File name: All_PT_links_.csv
This file lists every edge of the PT graph. Each record of this output contains the stop pair for the edge, a unique edge id, edge type (walk, bus or rail) and the public transit (bus or train) line which this edge represents. Each record also contains default travel time information for this edge extracted from the stop arrival times in the input files. These times are used as initial default values for route choice when no historical information is available.
This section gives the steps to execute the R program.
-
Install R (if not already done)
-
Install the following library dependencies for the program
- stringr
sudo su - -c "R -e \"install.packages('stringr', repos='http://cran.rstudio.com/')\""
- oce
sudo su - -c "R -e \"install.packages('oce', repos='http://cran.rstudio.com/')\""
- data.table
sudo su - -c "R -e \"install.packages('data.table', repos='http://cran.rstudio.com/')\""
-
Download the R program and sample inputs from the links below. A few sample input directories are also provided for reference.
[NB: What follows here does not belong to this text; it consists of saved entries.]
Issue #337, opened 2026-06-10
Failed terminal rows are prunable with no retention floor; admin retry/DLQ-move silently return empty


hardbyte:
## Summary

Queue-ring prune folds **failed** terminal rows into `queue_terminal_rollups` and deletes them from `done_entries` as soon as their slot goes cold — there is no retention floor distinguishing failed rows from completed ones. Once that happens, every admin surface that operates on failed history silently finds nothing:

- `admin::retry_failed_by_kind` / `retry_failed_by_queue` scan `{schema}.done_entries WHERE state = 'failed'` → return `Ok([])`
- `dlq::move_failed_to_dlq` → returns `None`
- discard/purge variants likewise

No error, no warning — the operator's retry just does nothing.

## Reproduction (deterministic)

Found while parallelizing `queue_storage_runtime_test` (#336): with the test client's maintenance leader running at a 1s queue-rotation cadence and `queue_slot_count: 4`, holding the client alive for 30s after two unique-keyed jobs reached `Failed` reproduces it 100%:

- `done_entries`: 0 rows
- `queue_terminal_rollups.pruned_completed_count = 2` ← both rows were **failed**, not completed
- `admin::retry_failed_by_kind(...)` → `Ok([])` where the test expects `Err(UniqueConflict)`

At production cadences the window is minutes-to-hours instead of seconds, but the cliff is the same shape: whether an operator can retry a failed job depends on whether maintenance got there first, and the failure mode is silent.

## Questions to resolve

1. **Should failed rows have a retention floor?** Completed rows aging into rollups quickly is the ADR-026 design working as intended. Failed rows are an operator inbox when `dlq_enabled = false` (the default) — pruning them out of retry reach without any floor effectively makes the DLQ mandatory for any workload that wants reliable manual retry.
2. **Should admin operations distinguish "nothing matched" from "matched rows are pruned"?** `queue_terminal_rollups` knows terminal history existed for the `(queue, priority)`; `retry_failed_by_kind` returning `Ok([])` when the rollup shows pruned terminal counts could instead surface "N terminal rows for this queue have been pruned past retention".
3. **Naming:** failed rows are folded into `pruned_completed_count`. Post-#306 (`QueueCounts.completed → terminal`) the rollup column name carries the same misreading.

## Where the test suite stands

[...]

PR #352, opened 2026-06-14
Compact receipt-backed completions

hardbyte:
## Summary

Make successful short-job receipt completions write **compact, append-only batches** instead of one `done_entries` row per job. On the receipt fast path a completed batch now records:

- one `receipt_completion_batches` row per completion batch (terminal facts as arrays, expanded through retained `ready_entries`),
- one `lease_claim_closure_batches` row per claim as durable close evidence,
- **no** `done_entries` row and **no** per-job terminal-count delta.

`{schema}.terminal_jobs` remains the public terminal read surface and transparently unions `done_entries` with the expanded compact batches, so admin reads, counts, retries, DLQ moves, and discard are unchanged. Direct SQL against `done_entries` should no longer assume every completed job is physically stored there.

This removes the dominant completion-path write amplification (per-job terminal row + count-delta + receipt delete) for the common case — short jobs that complete from the receipt fast path — while keeping every durability and safety guarantee of the queue-storage engine.

## What changed

**Completion plane**
- Successful compact completion appends `receipt_completion_batches` + `lease_claim_closure_batches` and deletes only `attempt_state`. Exact terminal counts are read directly from the retained batch ledger; terminal-count deltas remain reserved for `done_entries` terminal mutations.
- SQL-compatibility deletes of a compact completed job append a `receipt_completion_tombstones` row rather than mutating the batch.
- The slow / wide / non-success paths are unchanged in shape.

**Claim plane**
- Zero-deadline claims are stored compactly in `lease_claim_batches` (arrays + a derived `receipt_ranges` multirange); deadline-backed claims stay row-local in `lease_claims` so the deadline-rescue cursor stays index-backed.
- Claim routes through committed `ready_segments` lane-range metadata before validating `ready_entries`, then runs the attempt-spent battery. The per-row attempt-ledger probe is dropped on the live-head fast path (the head row carries the full ledger probe, and the recovery/spent-prefix path retains it), avoiding a retained-history scan while preserving the lost-post-commit-cursor-advance recovery.
- A compact claim's durable closure is always written to `lease_claim_closure_batches` on **every** closing path (successful completion, non-success, cancellation, rescue, terminal-delete), carrying `ready_slot`/`ready_generation`. A compact claim has no `lease_claims` row, so an explicit `lease_claim_closures` row would be invisible to the queue-ring prune count proof; deadline-backed row-local claims continue to write explicit closures.

**Prune**
- Queue-ring prune truncates the new `receipt_completion_batches`, `receipt_completion_tombstones`, and terminal-delta children alongside the ready/done children, and the count proof balances `lease_claims` + `lease_claim_batches.claimed_count` against explicit closures + `lease_claim_closure_batches.closed_count`.

## Guarantees (unchanged)

- Transactional enqueue, at-least-once delivery, and `(job_id, run_lease)` stale-writer protection are preserved. The authoritative record for a claim is the row-local claim or compact claim-batch item plus durable closure evidence; every spent-evidence reader anti-joins **both** closure ledgers.
- A queue/claim segment cannot truncate while live claims remain; rescue is the gating step. Compact and row-local closures are both partition-truncated, append-only.
- The dead-tuple discipline (ADR-019/023/026) holds: the new ledgers are partition-truncated, not row-vacuumed.

## Migrations

Additive only: `v036` (compact receipt completions), `v037` (ready segments), `v038` (compact claim batches). `CURRENT_VERSION = 38`. Fresh installs (`v023` substrate) and rolling upgrades converge on the same schema; existing schemas are backfilled by per-substrate `DO`-block migrations.

## Formal models

`AwaSegmentedStorage`, `AwaDeadTupleContract`, and `AwaStorageLockOrder` cover the compact completion/claim/closure lifecycle, the dead-tuple kinds of the new ledgers, and the prune lock order. `MAPPING.md` and ADR-019/023/026 are updated to the as-is contract.

## Validation

- `cargo fmt --all -- --check`, `cargo clippy --workspace --all-targets --all-features -- -D warnings`, `cargo build --workspace`
- `cargo test -p awa --test queue_storage_runtime_test` (full suite, incl. compact-path completion/rescue/cancel/prune and claim-dedup recovery)
- `cargo test -p awa --test migration_test`
- TLC: `AwaSegmentedStorage` (+ interleavings cfg), `AwaDeadTupleContract`, `AwaStorageLockOrder`, `AwaStorageTransition`, `AwaShardedPrune`

## Notes

- Completion sharding: queue storage uses a single completion flusher by default and four for very large single-runtime worker pools (`>= 512` worker capacity), where one serialized flusher cannot keep permits full. Tunable via `AWA_COMPLETION_SHARDS` / `AWA_COMPLETION_BATCH_SIZE` / `AWA_COMPLETION_FLUSH_MS`; extra flushers can multiply fleet-wide contention in multi-process deployments, so the default stays at one.
- No generated `.so`/shared-library artifacts are tracked by git.

## Summary by CodeRabbit

* **New Features**
  * Added compact receipt claim and completion batches for more efficient terminal history storage.
  * Introduced unified `terminal_jobs` view for reading job completion status across compact and physical records.

* **Bug Fixes**
  * Resolved visibility issues where compact claim closures weren't consistently recorded across all exit paths.

* **Chores**
  * Expanded queue-storage schema readiness validation.
  * Updated workflow timeouts and completion batching defaults.
  * Enhanced database migration infrastructure.
  * Strengthened test coverage for receipt-backed operations.


hardbyte:
## Code Review — Compact receipt-backed completions

Reviewed against base `codex/maintenance-prune-nowait` (`git diff origin/codex/maintenance-prune-nowait...HEAD`, 2197 insertions / 27 files). Findings below were each adversarially verified against the actual SQL/Rust before inclusion; B1 was reproduced end-to-end on a local v036 substrate.

### Verdict

**Needs rework — not mergeable yet.** The design is structurally sound: the `terminal_jobs` view expansion is column-faithful, the v036/v023 migration is additive-only, and the TLA+ lock-order/prune edits hold against the SQL. But the fast path moves the durable "this attempt finished" evidence from `done_entries` to `receipt_completion_batches`, and not every reader of the old evidence was taught about the new one — which is where the blockers live. CI is also red on the only failing check ("Telemetry OTLP validation"), for the same class of gap.

---

### Blockers

#### B1 — Claim idempotency battery never consults `receipt_completion_batches` → duplicate execution of a completed job

`claim_ready_runtime`'s attempt-spent probes (`awa-model/migrations/v023_install_queue_storage_substrate.sql:2089-2176` head probe, `:2203-2252` and `:2328-2396` both `selected_with_spent` CTEs) check `ready_tombstones, lease_claims, lease_claim_closures, leases, done_entries, deferred_jobs, dlq_entries, ready_entries` at `run_lease+1` — but **never `receipt_completion_batches`** (0 occurrences in the installed function via `pg_get_functiondef`, vs 3 for `done_entries`).

The successful fast path (`complete_receipt_runtime_batch_fast`, `awa-model/src/queue_storage.rs:5459`, batch insert `:5582`) writes only a `receipt_completion_batches` row plus a terminal-count delta — no `done_entries`, no `lease_claim_closures`, and it leaves the `lease_claims` row in place. That `lease_claims` row lives in the **claim ring**, pruned independently of the **queue ring**. `prune_oldest_claims` (`:12835`) treats the claim as closed via `receipt_closed_evidence_sql` (`:489-518`), which *does* count the batch, so it truncates `lease_claims_<slot>`/`lease_claim_closures_<slot>`. Meanwhile the queue-prune pending guard (`:12290-12320`) retains the ready row while the best-effort post-commit `advance_claim_cursors` (`:3378-3406`) is lost. Net: the only spent-evidence the claim guard *can* see is gone; the only evidence that *remains* (the batch) is invisible to it.

**Concrete interleaving (reproduced live):** claim job 9001 (`run_lease 1`) → fast-complete (batch only; `done_rows=0 closure_rows=0`) → crash before cursor advance → claim-ring prune truncates `lease_claims` → queue-prune skips the ready row (cursor lag) → `claim_ready_runtime` re-claims job 9001 at `run_lease 1` (same idempotency key = same attempt, executed twice). Control (leave `lease_claims` in place) returns 0 rows, isolating the cause to the missing batch probe. The base branch wrote `done_entries` on this path, which the head-spent probe *does* check — so base recovered correctly and this PR regresses it.

> ⚠️ The existing test `test_queue_storage_receipt_claim_dedupes_when_post_commit_cursor_advance_is_lost` (`awa/tests/queue_storage_runtime_test.rs:5245-5294`) **masks** this — it seeds a `done_entries` row a real compact completion never writes, so the `done_entries` probe matches and the bug is hidden. It must be reworked, not relied on.

**Fix:** add a `receipt_completion_batches` EXISTS probe to all three attempt-spent sites, mirroring the receipt-batch arm already in `receipt_closed_evidence_sql` (`:499-518`) — ideally by factoring a single shared evidence helper so the claim battery and `receipt_closed_evidence_sql` stay in lockstep. Alternatively, gate `prune_oldest_claims` so a claim partition can't be truncated until the lane's claim cursor has advanced past the completed lane. Add a regression test that fast-completes, drops only `lease_claims`/`closures` (leaving the batch + ready row), and asserts `claim_ready_runtime` returns no rows.

#### B2 — Red CI: "Telemetry OTLP validation" fails deterministically

The only failing check, caused by M1 below (`test_collector_death_does_not_block_job_processing` times out, panic at `telemetry_test.rs:682`, exit 101). Must be green to merge.

---

### Major

#### M1 — Telemetry test `running` detection misses compact-batch completions (double-counts completed jobs)

`awa/tests/telemetry_test.rs:262-266` (`queue_state_breakdown`) and `:188-192` (`queue_job_count`) count each `lease_claims` row as `running` unless one of five `NOT EXISTS` arms fires (`lease_claim_closures, leases, deferred_jobs, done_entries, dlq_entries`). The fast path writes none of those, so completed jobs stay `running` forever — and the terminal arm (correctly updated to read `terminal_jobs`) *also* counts them, so each completed job is counted twice. Reproduced: `Timed out waiting for queue ... to drain; live_jobs=N, breakdown=[("running", N)]`.

Production closure-idempotence uses `receipt_closed_evidence_sql` and is unaffected (no data loss) — this is a test/CI defect, but it is the red check. **Fix:** add a sixth `NOT EXISTS` arm to both running-detection blocks excluding `lease_claims` rows present in `receipt_completion_batches`, mirroring `receipt_closed_evidence_sql` — better, have the test reuse that helper rather than maintain a parallel exclusion list that has now drifted.

#### M2 — Receipt-path terminal-count deltas use constant `counter_bucket=0` while rebuild re-buckets by `job_id%256` → decrements clamped away, counter stuck high

The fast path writes its `+1` delta at hardcoded `counter_bucket=0` (`awa-model/src/queue_storage.rs:5680`), and the v036 compat-delete writes its `-1` at `0` (`awa-model/migrations/v036_compact_receipt_completions.sql:524`). But `rebuild_terminal_counters` (`queue_storage.rs:11737-11744`) re-derives each row's bucket as `mod(job_id,256)`, and the rollup fold (`:12085`) does per-bucket `GREATEST(0, live + delta)` with INSERT gated on `delta > 0`. Base used `mod(job_id,256)` here; the PR changed it to a constant.

**Interleaving:** (1) fast-complete job 1000 → `+1@bucket0`; (2) operator runs `rebuild_terminal_counters` (the documented drift-recovery op) → places job at `bucket232`, wipes deltas; (3) compat-delete of 1000 → `-1@bucket0`; (4) rollup folds `bucket0`: UPDATE matches no live row (it's at 232), INSERT skipped (`delta<0`) — the `-1` is truncated away. Net: counter permanently one too high, violating the documented invariant `SUM(live)+SUM(deltas) == count(*) FROM terminal_jobs` (`:4053-4054`), in the very counter `rebuild` exists to make billing-grade. **Fix:** bucket the receipt-path deltas by `job_id` (`mod(mod(job_id,256)+256,256)::smallint`) at both sites and GROUP BY accordingly.

---

### Minor

- **`correctness/storage/MAPPING.md:28`** (echoed at `:93`) — prose claims the compact success path writes a `'completed'` closure row; it doesn't (closure is derived from the batch via `receipt_closed_evidence_sql`). Contradicts the doc's own `FastComplete` row at `:40`. The TLA+ specs are fine — only the prose. A literal `'completed'` closure row is written only on the slow fallback (`complete_runtime_batch_slow_in_tx`, `:5843-5859`).
- **`awa-model/src/queue_storage.rs:219`** — public `QueueCounts::terminal` doc says "`count(*) FROM done_entries` semantics"; now spans both tables. The inline invariant at `:4054` already says `terminal_jobs`; four sibling sites were updated, this public field doc was missed.
- **`awa-model/migrations/v036_compact_receipt_completions.sql:507-529`** — the receipt-batch delta INSERT passes a 6th arg (`p_id`) in `USING` that's never referenced (harmless but misleading). Becomes live if M2 is fixed by bucketing on `job_id` — coordinate the two.
- **`CHANGELOG.md` `[Unreleased]`** — no entry. This adds migration v036, two public `BusyCounts` fields (`queue_receipt_completion_batches`, `queue_receipt_completion_tombstones`), two metrics, and changes the meaning of direct SQL against `done_entries` for completed jobs. Comparable storage changes (#337, #348) got entries; add before merge and call out the `done_entries` semantic change explicitly.

---

### What's solid (verified — no need to re-litigate)

- **`terminal_jobs` view expansion** — column-by-column faithful: `done_entries UNION ALL (receipt_completion_batches` expanded via `CROSS JOIN LATERAL UNNEST(job_ids, run_leases) WITH ORDINALITY` against retained `ready_entries`); state/run_lease/job_id alignment correct (`v023:1356-1431`).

R script - generate Public Transit Graph -
In the folder, R files directory contains the source code for the program. Copy and replace all the files from folder R with RailSMS or R with RTS graph or R without RTS graph into base code R files folder for generating rail sms PT graph, PT graph (bus + rail) and PT graph (bus only, without rail) respectively.
-
Create R project and new directory with the name as today's date in ddmmmyy format. The input directory must be at the same level as the R files directory. The name of the folder can actually be anything. However, we recommend the date format so that we can keep track of when the graph was generated.
-
Prepare input files in the correct format and put them under this input directory. All input files need to be suffixed with the same date in ddmmmyy format. For example, "P_nodes_04May17.csv", "SimM_bus_stops_04May17.csv", "weekday_train_seq_04May17.csv" and so on.
-
Open R files/MainFile_SimM_Network.R and set
vsto the input directory name (which should also be the suffixes of the input files) in the first few lines of code.
#==================INPUT FILES===========================
# 1) #----------update version number here for different back of data
#create a folder named after version
vs<-"ddmmmyy"- After the program finishes execution, you can find the vertices and edges of the public transit graph produced in the input directory among other outputs.